Potluck :: Rhymes and Resin :: Suburban Noize Records
as reviewed by Steve 'Flash' Juon

[Rhymes and Resin] 
"Potluck are a decade of decadence deep in sticky icky icky raps. Initially they had to roll (their blunts) independent as fuck on albums like "
Humboldt County High," but over time their consistently growing fanbase and reputation from touring with other like-minded rap acts led to them inking a deal with Suburban Noize Records. 1 Ton and Underrated have happily rolled (their blunts) with the Kottonmouth Kings and friends ever since 2006, warmly embraced by an eclectic crew of rip-rockers, stoners and old school hip-hop artists who were reborn as part of the labels' growing roster. Though they've changed labels and affiliations throughout the years, they've never changed one thing - their abiding and unbridled passion for cannabis. "Rhymes and Resin" stays true to those sentiments with songs like the smoker anthem "Light That Shit Up". Despite their stoner tendencies, the duo do show an occasional penchant for booze as well with songs like "Last Call 4 Alcohol" featuring Bosko. Speaking of "featuring," the Potluck bros can roll their joints without much outside help, so the majority of "Rhymes and Resin" is free of any impurities that would cut the high. On rare occasions though when they do add some extra herbs to the blunt, the medically enhanced mood changes completely."
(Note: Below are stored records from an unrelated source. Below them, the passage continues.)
PR #171, opened 2017-03-15
server_standalone: handle read only properly

unclejack:
This PR fixes the read only flag for the standalone server. It was always read only before this change.


eikenb:
Thanks

PR #227, opened 2023-09-12
Rohit/score pallet

rohibhan:
Score pallet credit and debit changes


pallets/scoring/src/lib.rs
```diff
@@ -0,0 +1,359 @@
...
+}
+
+impl<T: Config> Pallet<T> {
+	pub fn aggregate_score(entry: &RatingDetailsOf<T>) -> Result<(), pallet::Error<T>> {
+		if let Some(aggregate) = <Scores<T>>::get(&entry.entity, &entry.rating_type) {
+			let total_count = aggregate.count + entry.count;
+
+			let sum = match entry.entry_type {
+				RatingEntryType::Credit =>
+					Self::sum_average(aggregate.rating + entry.rating, total_count),
```
smohan-dw: Don't do average. We only need to keep the aggregate of counts and scores. The average function will be at the SDK level as the value received at the chain is base-10 encoded.

smohan-dw: also, use saturating_add and saturating_sub instead of +, - operators. (https://doc.rust-lang.org/std/intrinsics/fn.saturating_add.html#)

NiranjanAP: > Don't do average. We only need to keep the aggregate of counts and scores. The average function will be at the SDK level as the value received at the chain is base-10 encoded.

@adi-a11y   - FYI, the average calculation has to be performed in the SDK

pallets/scoring/src/lib.rs
```diff
@@ -0,0 +1,352 @@
...
+			journal: RatingInputOf<T>,
+			authorization: AuthorizationIdOf,
+		) -> DispatchResult {
+			let author = <T as Config>::EnsureOrigin::ensure_origin(origin)?.subject();
+
+			let registry_id =
+				pallet_registry::Pallet::<T>::is_a_delegate(&authorization, author.clone(), None)
+					.map_err(<pallet_registry::Error<T>>::from)?;
+
+			ensure!(
```
smohan-dw, line 265: We can remove the MaxScoreValue check as the incoming entry is an aggregate.

pallets/scoring/src/lib.rs
```diff
@@ -0,0 +1,352 @@
...
+	///Type for a Collector(Buyer) Identifier
+	pub type CollectorIdentifierOf<T> = <T as frame_system::Config>::AccountId;
+
+	pub type JournalIdentifierOf = IdentifierOf;
+	pub type RequestIdentifierOf<T> = ScoreIdentifierOf<T>;
+	pub type TransactionIdentifierOf<T> = ScoreIdentifierOf<T>;
+
+	pub type RatingDetailsOf<T> = RatingEntryDetails<
+		EntityIdentifierOf<T>,
+		RequestIdentifierOf<T>,
```
smohan-dw: RequestIdentifierOf & RequestorIdentifierOf are not part of the data model.

pallets/scoring/src/lib.rs
```diff
@@ -0,0 +1,352 @@
...
+				(journal.entry.rating >= T::MinScoreValue::get() &&
+					journal.entry.rating <= T::MaxScoreValue::get()),
+				Error::<T>::InvalidRatingValue
+			);
+			ensure!(
+				!<JournalHashes<T>>::contains_key(journal.digest),
+				Error::<T>::DigestAlreadyAnchored
+			);
+
+			let identifier = Ss58Identifier::to_scoring_id(&(journal.digest).encode()[..])
```
smohan-dw: Identifiers from only journal hash will fail as duplicate entries are possible across days. We need to combine digest with TransactionIdentifierOf, RatingEntryTypeOf, RatingEntryOf, Requestor and Entity identifier to make it unique.

pallets/scoring/src/lib.rs
```diff
@@ -0,0 +1,352 @@
...
+
+			Self::aggregate_score(&journal.entry)?;
+
+			<Journal<T>>::insert(
+				&identifier,
+				&journal.entry.rating_type,
+				RatingEntryOf::<T> {
+					entry: journal.entry.clone(),
+					digest: journal.digest,
+					created_at: block_number,
```
smohan-dw, line 303: should also capture transaction identifier.

pallets/schema/src/weights.rs
```diff
@@ -63,10 +63,10 @@ impl<T: frame_system::Config> WeightInfo for SubstrateWeight<T> {
 		// Proof Size summary in bytes:
 		//  Measured:  `3`
 		//  Estimated: `18961`
-		// Minimum execution time: 25_673_000 picoseconds.
-		Weight::from_parts(26_208_134, 18961)
-			// Standard Error: 94
-			.saturating_add(Weight::from_parts(75_154, 0).saturating_mul(l.into()))
+		// Minimum execution time: 13_000_000 picoseconds.
```
smohan-dw, line 66: Discard weight file updates for the pallets unrelated to scoring from the commit.

amarts:
Hi @rohibhan. Consider rebasing this PR on top of `develop` branch.

Recommend you to take the latest code from this branch, and copy all new files on top of develop branch and then make required changes in runtime.

Do checkout #229 and a similar approach would be good.

pallets/scoring/src/lib.rs
rohibhan: property  `entry` which of type  `RatingEntryDetails`, already has `tid` as its field `tid: TransactionIdentfierOf`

Wiley :: 100% Publishing :: Big Dada Recordings/Ninja Tune
as reviewed by Steve 'Flash' Juon

[100% Publishing]

"Professing to be the Lord Byron of rap, Richard Cowie a/k/a Wiley is the latest hip-hop artist in a continually evolving and growing UK scene with aspirations to hit it big outside of the big island. Linking up with Big Dada Recordings is a good start, as they're a subsidiary of the Ninja Tune label, which has had a strong internationally going all the way back to 1990. Wiley is also very D.I.Y., reflected in both the title of "100% Publishing" and in his attitude about producing almost the entire album himself. That's an ideal way to control the quality of the end product coming out and to also reap the most profit and royalties from it. Of course taking on "100%" means that you're just as responsible for when things go well as when things don't. Let's start with the positive - although Wiley has a strong English accent, it's not so strong that U.S. or other international listeners shouldn't be able to follow it. If he sounds slightly Carribean in the process, that's not a coincidence, and he talks about his multi-cultural background on the song "Your Intuition". Wiley has a confident, cocksure and a bit Cockney flow - all of which are in his favor. Like many of today's nouvelle hip-hop artists and European imports, he also favors a higher BPM and a little bit more electronic sound in his production. In that regard Wiley is more than several steps above the average unsigned artist releasing GarageBand dub tracks, and has clearly made music he's comfortable performing in front of crowds on tour."